-- Work request --
Restate every line of the material that follows, word for word.

┄┄┄┄┄┄┄┄┄┄┄┄┄┄┄┄┄┄┄┄

PR #9603, opened 2020-07-18
Use static instances in all fallback ControlPoint lookups to reduce allocations

peppy:
Before:

image

After:

image

I know we want to make these kinds of static 100% safe, but this is the best we can do in this context without larger changes (I think the disabled flag makes it very unlikely to ever cause issue).

### DIFF
--- a/osu.Game/Beatmaps/ControlPoints/ControlPointInfo.cs
+++ b/osu.Game/Beatmaps/ControlPoints/ControlPointInfo.cs
@@ -64,14 +64,14 @@ namespace osu.Game.Beatmaps.ControlPoints
         /// </summary>
         /// <param name="time">The time to find the difficulty control point at.</param>
         /// <returns>The difficulty control point.</returns>
-        public DifficultyControlPoint DifficultyPointAt(double time) => binarySearchWithFallback(DifficultyPoints, time);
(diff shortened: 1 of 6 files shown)


osu.Game/Beatmaps/ControlPoints/ControlPointInfo.cs
```diff
@@ -170,12 +170,12 @@ public void RemoveGroup(ControlPointGroup group)
...
-        /// <param name="prePoint">The control point to use when <paramref name="time"/> is before any control points. If null, a new control point will be constructed.</param>
+        /// <param name="fallback">The control point to use when <paramref name="time"/> is before any control points.</param>
         /// <returns>The active control point at <paramref name="time"/>, or a fallback <see cref="ControlPoint"/> if none found.</returns>
-        private T binarySearchWithFallback<T>(IReadOnlyList<T> list, double time, T prePoint = null)
-            where T : ControlPoint, new()
+        private T binarySearchWithFallback<T>(IReadOnlyList<T> list, double time, T fallback)
+            where T : ControlPoint
         {
-            return binarySearch(list, time) ?? prePoint ?? new T();
+            return binarySearch(list, time) ?? fallback;
```
bdach, line 178: The removal of the `new T()` final-chance-fallback is causing the test failures here.

bdach:
Looks a little dicey but this is probably the best that can be done unless we add a truly immutable bindable to the framework... Not overly sure about this one so I'll abstain from approving for now.

smoogipoo (approved):
This is probably ok..

PR #11318, opened 2020-12-26
Fix crash on local user not being present when updating the ready button display

### LINKED ISSUE #11292: Multiplayer crash after losing connection inside the lobby and rejoining
**Describe the crash:** 
i completed a map in multiplayer, returned to the lobby and waited for a new map and after waiting for a few seconds i suddenly lost the connection. i tried to reconnect but it didnt work so i tried it again until i could join the lobby again and then the game crashed. 

**osu!lazer version:** 
2020.1225.0

**Logs:**
[database.log](https://github.com/ppy/osu/files/5740196/database.log)
[network.log](https://github.com/ppy/osu/files/5740197/network.log)
[performance.log](https://github.com/ppy/osu/files/5740198/performance.log)
[runtime.log](https://github.com/ppy/osu/files/5740199/runtime.log)
[updater.log](https://github.com/ppy/osu/files/5740200/updater.log)

peppy:
Also renames a confusing event (wasn't sure if it was fired when the room instance changed.. hopefully renaming from Changed to Updated helps with understanding this).

- [x] Depends on #11316
- Closes #11292.

### DIFF
--- a/osu.Game/Online/Multiplayer/StatefulMultiplayerClient.cs
+++ b/osu.Game/Online/Multiplayer/StatefulMultiplayerClient.cs
@@ -33,7 +33,7 @@ namespace osu.Game.Online.Multiplayer
         /// <summary>
         /// Invoked when any change occurs to the multiplayer room.
         /// </summary>
-        public event Action? RoomChanged;
+        public event Action? RoomUpdated;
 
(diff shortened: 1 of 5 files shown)


bdach (approved):
looks obvious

┄┄┄┄┄┄┄┄┄┄┄┄┄┄┄┄┄┄┄┄

-- Exercise response --
PR #9603, opened 2020-07-18
Use static instances in all fallback ControlPoint lookups to reduce allocations

peppy:
Before:

image

After:

image

I know we want to make these kinds of static 100% safe, but this is the best we can do in this context without larger changes (I think the disabled flag makes it very unlikely to ever cause issue).

### DIFF
--- a/osu.Game/Beatmaps/ControlPoints/ControlPointInfo.cs
+++ b/osu.Game/Beatmaps/ControlPoints/ControlPointInfo.cs
@@ -64,14 +64,14 @@ namespace osu.Game.Beatmaps.ControlPoints
         /// </summary>
         /// <param name="time">The time to find the difficulty control point at.</param>
         /// <returns>The difficulty control point.</returns>
-        public DifficultyControlPoint DifficultyPointAt(double time) => binarySearchWithFallback(DifficultyPoints, time);
(diff shortened: 1 of 6 files shown)


osu.Game/Beatmaps/ControlPoints/ControlPointInfo.cs
```diff
@@ -170,12 +170,12 @@ public void RemoveGroup(ControlPointGroup group)
...
-        /// <param name="prePoint">The control point to use when <paramref name="time"/> is before any control points. If null, a new control point will be constructed.</param>
+        /// <param name="fallback">The control point to use when <paramref name="time"/> is before any control points.</param>
         /// <returns>The active control point at <paramref name="time"/>, or a fallback <see cref="ControlPoint"/> if none found.</returns>
-        private T binarySearchWithFallback<T>(IReadOnlyList<T> list, double time, T prePoint = null)
-            where T : ControlPoint, new()
+        private T binarySearchWithFallback<T>(IReadOnlyList<T> list, double time, T fallback)
+            where T : ControlPoint
         {
-            return binarySearch(list, time) ?? prePoint ?? new T();
+            return binarySearch(list, time) ?? fallback;
```
bdach, line 178: The removal of the `new T()` final-chance-fallback is causing the test failures here.

bdach:
Looks a little dicey but this is probably the best that can be done unless we add a truly immutable bindable to the framework... Not overly sure about this one so I'll abstain from approving for now.

smoogipoo (approved):
This is probably ok..

PR #11318, opened 2020-12-26
Fix crash on local user not being present when updating the ready button display

### LINKED ISSUE #11292: Multiplayer crash after losing connection inside the lobby and rejoining
**Describe the crash:** 
i completed a map in multiplayer, returned to the lobby and waited for a new map and after waiting for a few seconds i suddenly lost the connection. i tried to reconnect but it didnt work so i tried it again until i could join the lobby again and then the game crashed. 

**osu!lazer version:** 
2020.1225.0

**Logs:**
[database.log](https://github.com/ppy/osu/files/5740196/database.log)
[network.log](https://github.com/ppy/osu/files/5740197/network.log)
[performance.log](https://github.com/ppy/osu/files/5740198/performance.log)
[runtime.log](https://github.com/ppy/osu/files/5740199/runtime.log)
[updater.log](https://github.com/ppy/osu/files/5740200/updater.log)

peppy:
Also renames a confusing event (wasn't sure if it was fired when the room instance changed.. hopefully renaming from Changed to Updated helps with understanding this).

- [x] Depends on #11316
- Closes #11292.

### DIFF
--- a/osu.Game/Online/Multiplayer/StatefulMultiplayerClient.cs
+++ b/osu.Game/Online/Multiplayer/StatefulMultiplayerClient.cs
@@ -33,7 +33,7 @@ namespace osu.Game.Online.Multiplayer
         /// <summary>
         /// Invoked when any change occurs to the multiplayer room.
         /// </summary>
-        public event Action? RoomChanged;
+        public event Action? RoomUpdated;
 
(diff shortened: 1 of 5 files shown)


bdach (approved):
looks obvious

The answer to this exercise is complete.